Zzmanzz, congratulations, you got it!

Sorry, Ray Vickson, but you are fantastically wrong. Please don't be one of those people who gets huffy and defensive when someone tells them they are wrong I can demonstrate why you are wrong, if you have the patience.I will be gentle.

"By the way: have you stated the question accurately? If so, it appears to be a "trick" question; it tells you that rain occurs on 73 days in a year, then it asks you for the probability of rain tomorrow. That is just 73/365, and all the material about predictions and conditional probabilities, etc., is irrelevant."

No, it is not a trick question. Also, all the material about predictions and conditional probabilities is not only not irrelevant, it is indispensable. The whole notion of p-values as a statistical measure of cause and effect in all of the sciences that use p-valuest is currently under attack, and rightly so, for this very reason: we have been ignoring prior probability, and ignoring the entire probability space in which an event occurs. So, let us reason thusly:

Imagine you run this app every day for a year. We all need to accept that during this year, it will rain precisely 73 days, no more, no less. (Fiddling with that number is a different issue that we can go into later, if need be.)

Now, we know that 292 days will be rain free, but when we run the app, 30% of those trials will yield a false positive. That is 87.6 false positives!

Remember that all we want to know in this analysis is how likely it is for a positive result from our app to be actually true in reality. So, we need to know the rate of true positives in any given year, as a proportion of ALL POSSIBLE POSITIVES RESULTS which is to say all the likely true positives plus all the likely false positives.

That is the bottom half of the equation which you find weird. But, there is nothing odd about defining the entire probability space before calculating the proportion of that space that is of interest to us.

So, we need to calculate the number of positive results for the year when there are 73 days of actual rain, but our app only correctly predicts this 70% of the time. That is 51.1 days when it will predict rain and then it actually rains. How reliable is this prediction? Not 70%. Because the probability space is defined by ALL POSITIVE RESULTS, some fraction (large or small) of which could be FALSE POSITIVES. So, the overall probability is all true positives, as a portion of (fraction of) all positives both true and false.

Then, it becomes easy. We take the probable number of true positives (51.1) and divide it by the entire probability space for positive results (51.1 plus 87.6) Because there are more false positives than true positives, the probability that the app is correct is less than 50%, in this case, about 37 percent, as Zzmanzz concluded. This is the correct result, and there is no better way to reach it.

You should study Bayesian reasoning. It is counter-intuitive at first, but once you get it, it will change your life. It is nothing less than the key to understanding truth.

 

[Ray Vickson]

Zzmanzz, congratulations, you got it!

Sorry, Ray Vickson, but you are fantastically wrong. Please don't be one of those people who gets huffy and defensive when someone tells them they are wrong I can demonstrate why you are wrong, if you have the patience.I will be gentle.

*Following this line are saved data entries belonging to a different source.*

PR #2200, opened 2018-06-06
foreign key related code refactoring

furkansahin:
This PR refactors the foreign key related code paths from Citus code base and aims to gather them under foreign_constraint_utils.c


src/backend/distributed/utils/foreign_constraint_utils.c
```diff
@@ -0,0 +1,369 @@
+/*-------------------------------------------------------------------------
+ *
+ * foreign_key_utils.c
```
marcocitus: I don't like when we put stuff in the utils directory that implements core database logic. 

Maybe it's time we introduce a DDL directory?

furkansahin: Yes, this would be good. 
Would you like me to create a ddl directory in the same level with planner, executor, connection etc.? 

Additionally, what should we put in it besides foreign_key_utils.c? If we are going to find and relocate every DDL related functions under this newly created directory, maybe I should do this in another PR.

src/backend/distributed/ddl/foreign_constraint.c
```diff
@@ -0,0 +1,369 @@
+/*-------------------------------------------------------------------------
+ *
+ * foreign_constraint.c
+ *
+ * This file contains functions to perform useful operations on foreign
+ * keys.
+ *
+ * Copyright (c) 2014-2016, Citus Data, Inc.
```
onderkalaci: Two minor notes:

1. We should probably use 2018.

2. `useful operations` seems too broad. Maybe: `This file contains functions to create, alter and drop foreign constraints on distributed tables.`

src/backend/distributed/executor/multi_utility.c
```diff
@@ -37,6 +37,7 @@
 #include "commands/prepare.h"
 #include "distributed/citus_ruleutils.h"
 #include "distributed/colocation_utils.h"
+#include "distributed/foreign_constraint.h"
 #include "distributed/intermediate_results.h"
```
onderkalaci: Don't we need to remove some of the header includes given that we're removing lots of C code?

src/include/distributed/foreign_constraint.h
```diff
@@ -0,0 +1,24 @@
...
+#include "postgres.h"
+#include "postgres_ext.h"
+#include "utils/relcache.h"
+#include "nodes/primnodes.h"
+
+extern void ErrorIfUnsupportedForeignConstraint(Relation relation, char
+												distributionMethod,
+												Var *distributionColumn, uint32
+												colocationId);
+extern List * GetTableForeignConstraintCommands(Oid relationId);
```
onderkalaci: Minor: Wrt to the coding conventions, we should probably switch the order of these two functions: `GetTableForeignConstraintCommands ()` and `TableReferenced ()`

furkansahin:
This PR is on foreign_master. I am closing this one to merge the changes directly to master.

"By the way: have you stated the question accurately? If so, it appears to be a "trick" question; it tells you that rain occurs on 73 days in a year, then it asks you for the probability of rain tomorrow. That is just 73/365, and all the material about predictions and conditional probabilities, etc., is irrelevant."

No, it is not a trick question. Also, all the material about predictions and conditional probabilities is not only not irrelevant, it is indispensable. The whole notion of p-values as a statistical measure of cause and effect in all of the sciences that use p-valuest is currently under attack, and rightly so, for this very reason: we have been ignoring prior probability, and ignoring the entire probability space in which an event occurs. So, let us reason thusly:

Imagine you run this app every day for a year. We all need to accept that during this year, it will rain precisely 73 days, no more, no less. (Fiddling with that number is a different issue that we can go into later, if need be.)

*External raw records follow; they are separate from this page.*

PR #2202, opened 2018-06-06
create_distributed_table with fk to reference table is implemented 

furkansahin:
This PR adds support for create_distributed_table on tables with foreign keys which references to reference tables.

Additionally, some of the tests from #2201 are changed to use create_distributed_table for tables with already defined foreign keys instead of adding them with `ALTER TABLE`.

### DIFF
--- a/src/backend/distributed/ddl/foreign_constraint.c
+++ b/src/backend/distributed/ddl/foreign_constraint.c
@@ -371,6 +371,62 @@ GetTableForeignConstraintCommands(Oid relationId)
 
 
 /*
+ * HasForeignKeyToReferenceTable function scans the pgConstraint table to
+ * fetch all of the constraints on the given relationId and see if at least one
+ * of them is a foreign key referencing to a reference table.
+ */
+bool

Now, we know that 292 days will be rain free, but when we run the app, 30% of those trials will yield a false positive. That is 87.6 false positives!

Remember that all we want to know in this analysis is how likely it is for a positive result from our app to be actually true in reality. So, we need to know the rate of true positives in any given year, as a proportion of ALL POSSIBLE POSITIVES RESULTS which is to say all the likely true positives plus all the likely false positives.

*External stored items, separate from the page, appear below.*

PR #2203, opened 2018-06-07
Add infrastructure for tracking relation accesses within a transaction block

onderkalaci:
This is a pre-requisite for foreign keys from distributed tables to
reference tables (see #968). This should be implemented very efficiently
since we're going to get the list of relations accessed per query execution
within a transaction block.

I've done some benchmarking with the queries in this gist file: https://gist.github.com/onderkalaci/c43d34c590e659df676b021a3babe59a

There are 5 different test cases, and I've run using pgbench
 (` pgbench -j128 -c 128 -T 60  -f test5.sql`). The function is
manually injected in `FinalizePlan()` function, with the following call `RelationAccessedInTransactionBlock(distributedPlan->relationIdList);`. So
basically its a simulation of what we're planning to implement in the executor.

Note that in the current implementation, `RelationAccessedInTransactionBlock()` returns
as soon as a relation is found. **However, in my benchmarks, I've removed those early 
exists and let the function iterate always over all the locks to measure the worst cases.**

Summary of the results: We're not adding any measurable overhead:

```
test1:

	master:
		latency average = 2.747 ms
		tps = 46591.448168 (including connections establishing)
	branch: 
		latency average = 2.737 ms
		tps = 46770.381859 (including connections establishing)

test2:

	master:
		latency average = 1.918 ms
		tps = 66743.596836 (including connections establishing)

	branch:
		latency average = 1.942 ms
		tps = 65925.051692 (including connections establishing)

test3:

	master:
		latency average = 7.598 ms
		tps = 16847.514636 (including connections establishing)

	branch:
		latency average = 7.724 ms
		tps = 16571.969544 (including connections establishing)
		
test4:

	master:
		latency average = 7.741 ms
		tps = 16536.173865 (including connections establishing)

	branch:
		latency average = 7.836 ms
		tps = 16334.710307 (including connections establishing)

test5:

	master:
		latency average = 782.241 ms
		tps = 163.632361 (including connections establishing)

	branch:
		latency average = 798.815 ms
		tps = 160.237282 (including connections establishing)

```

Do you see any other meaningful tests we want to perform?

### DIFF
--- a/src/backend/distributed/transaction/access_tracking.c
+++ b/src/backend/distributed/transaction/access_tracking.c
@@ -1,0 +1,153 @@
+/*-------------------------------------------------------------------------
+ *
+ * access_tracking.c
+ *
+ *   Transaction access tracking for Citus. The functions in this file
+ *   are intended to track the relation accesses within a transaction. The
+ *   logic here is mostly useful when a reference table is referred by
+ *   a distributed table via a foreign key. Whenever such a pair of tables
+ *   are acccesed inside a transaction, Citus should detect and act
+ *   accordingly.
+ *
+ * Copyright (c) 2018, Citus Data, Inc.
+ *
+ *-------------------------------------------------------------------------
+ */
+
+#include "postgres.h"
+
+#include "miscadmin.h"
+
+
+#include "access/transam.h"
+#include "access/xact.h"
+#include "distributed/access_tracking.h"
+#include "storage/lwlock.h"
+#include "storage/proc.h"
+#include "utils/lsyscache.h"
+
+
+/* the following macros are copied from lmgr/lock.c */
+#define FAST_PATH_BITS_PER_SLOT 3
+#define FAST_PATH_LOCKNUMBER_OFFSET 1
+#define FAST_PATH_MASK ((1 << FAST_PATH_BITS_PER_SLOT) - 1)
+#define FAST_PATH_GET_BITS(proc, n) \
+	(((proc)->fpLockBits >> (FAST_PATH_BITS_PER_SLOT * n)) & FAST_PATH_MASK)
+
+
+/* this function is only exported in the regression tests */
+PG_FUNCTION_INFO_V1(relation_accessed_in_transaction_block);
+
+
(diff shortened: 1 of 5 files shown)


src/backend/distributed/transaction/access_tracking.c
```diff
@@ -0,0 +1,153 @@
+/*-------------------------------------------------------------------------
+ *
+ * access_tracking.c
```
onderkalaci: I might consider renaming  the file to `relation_access_tracking` or such

src/include/distributed/access_tracking.h
```diff
@@ -0,0 +1,17 @@
...
+ *
+ * Copyright (c) 2018, Citus Data, Inc.
+ */
+
+#ifndef ACCESS_TRACKING_H_
+#define ACCESS_TRACKING_H_
+
+#include "nodes/pg_list.h"
+
+extern bool RelationAccessedInTransactionBlock(List *relationIds);
```
onderkalaci: We actually don't need to make this function public.

onderkalaci:
We've decided to close this PR and continue with #2220 for the following reasons:


1) The codes that get the relation locks seems correct in the high-level (e.g., fast path + MyProc locks)
2) There is a high chance that in PG 12 the lock structures can change. So, try avoiding to rely on these very low level data structures
3) Never call list_member_oid(), especially while holding locks. In general, do very minimal things while holding those locks. [That's my bad. I was actually planning to optimize the code more, anyway]
4) LockHashPartitionLockByIndex() could be very expensive in multi-socket systems. Benchmark the changes with high concurrency, high loads and increased max_locks_per_transaction, max_connections on such a system.
5) This approach is likely to become problematic with clusters that have many partitioned tables
6) Althgouh you're reading your own Proc's locks, you still have to call LockHashPartitionLockByIndex(), which might be a problem
7) Not keeping track of the LOCK_LEVELs leads to a more restrictive approach [We already know that]. And, we might eventually want to expand the coverage and would need to change the codes. So better to do it now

That is the bottom half of the equation which you find weird. But, there is nothing odd about defining the entire probability space before calculating the proportion of that space that is of interest to us.

So, we need to calculate the number of positive results for the year when there are 73 days of actual rain, but our app only correctly predicts this 70% of the time. That is 51.1 days when it will predict rain and then it actually rains. How reliable is this prediction? Not 70%. Because the probability space is defined by ALL POSITIVE RESULTS, some fraction (large or small) of which could be FALSE POSITIVES. So, the overall probability is all true positives, as a portion of (fraction of) all positives both true and false.

Then, it becomes easy. We take the probable number of true positives (51.1) and divide it by the entire probability space for positive results (51.1 plus 87.6) Because there are more false positives than true positives, the probability that the app is correct is less than 50%, in this case, about 37 percent, as Zzmanzz concluded. This is the correct result, and there is no better way to reach it.

You should study Bayesian reasoning. It is counter-intuitive at first, but once you get it, it will change your life. It is nothing less than the key to understanding truth.

I taught this material for over 30 years in graduate and undergraduate operations research programs in a respected engineering school, so I do know a thing or two about Bayesian methods. The OP did correct arithmetic (while computing something that he never identified) but his formulas are wrong. Yes, wrong.
He wrote
$$ \frac{P(A) * P(A|B) } { P(A')* P(A'|B) + P(A) * P(A|B) }$$
Since his formula already contains $P(A|B)$ as an input, I assume he is not trying to calculate that again, so I assume he wants to calculate $P(B|A)$. If so, he should compute
$$ P(B|A) = \frac{P(A|B) P(B)}{P(A|B)P(B) + P(A|B') P(B')}$$
You really cannot see the difference?

Of course, it is possible that the OP writes $P(A|B)$ when everybody else in the world writes $P(B|A)$. That would make his arithmetic match his algebra.

I think it is important for the OP to write correct formulas in standard notation when he does correct calculations; otherwise, somebody marking his work could give him a low mark when it might not be warranted. If he writes incorrect formulas (or uses a non-standard notation without explanation) the marker would not know whether he (the OP) really understands the material. Just getting the correct numerical results are not enough, although, of course, that is important as well.

By the way: I agree that if the question really was to compute P(predict rain) and/or P(rain|predict rain) then, indeed, the conditional probabilities are needed and are crucial. My remarks about a "trick question" stem from his statement in Post #1: "What is the probability that it will rain tomorrow?" I just copied and pasted that from his first message. It did NOT ask "what is the probability that the app predicts rain tomorrow" or "what is the probability it will rain tomorrow if the app predicts rain". Those would be "non-trick" questions. Of course, the most probable scenario is the the OP did not state the problem correctly, and that is why I asked him if that was the case.

 

[OmneBonum]

Ray, sorry for the delay. I haven't had time to give your reply the attention it deserves yet, but I will. Apparently I misinterpreted what you were saying, it sounded to me like you were dismissing Bayesian reasoning and or conditional probabilities altogether! Which clearly, I now see, you were not. I blame the scotch. And, perhaps, the ambiguity of your wording. But mostly the scotch. :-)